Quelques jours plus tard.

« Le bill de régence sera lu lundi prochain pour la seconde fois à la chambre des lords. Jusqu’à présent il n’y a aucune opposition, sauf de la part du duc de Sussex. Celui-ci s’est comporté comme toujours, de la façon la plus absurde. « Lui et toute la famille de Hanovre sont offensés au plus haut point, a-t-il dit, par la présentation de ce bill. Il s’agit à ses yeux, non des personnes, mais du principe même, c’est pour cela qu’il est obligé de protester.

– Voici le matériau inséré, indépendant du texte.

PR #7562, opened 2021-11-09
[MID] improve MID tracking

pillot:
- fix chi2 and NDF calculation and chi2 cut
- fix track selection in the algorithm keeping only the best track candidates (keep track with more cluster, then best chi2 in case of equality)
- really consider all combinations (attaching a maximum of clusters) in the algorithm keeping all track candidates
- remove unnecessary calculations + other improvements to speed up the code
- change the devices to use the tracking algorithm keeping all track candidates


dstocco:
@aphecetche : approved from my side

aphecetche (approved):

Il sait bien que cette protestation lui nuira, mais il a son devoir à remplir. » Tout cela fait beaucoup de peine à notre bonhomme de premier ministre ; il a déjà envoyé cinq ou six négociateurs au duc pour tâcher de le calmer, mais sans succès jusqu’à présent. Je ne sais si cette opposition du duc trouvera de l’écho dans la chambre des communes, mais, y eût-il de sottes paroles, le sort du bill, grâce aux promesses de Peel, est parfaitement assuré. »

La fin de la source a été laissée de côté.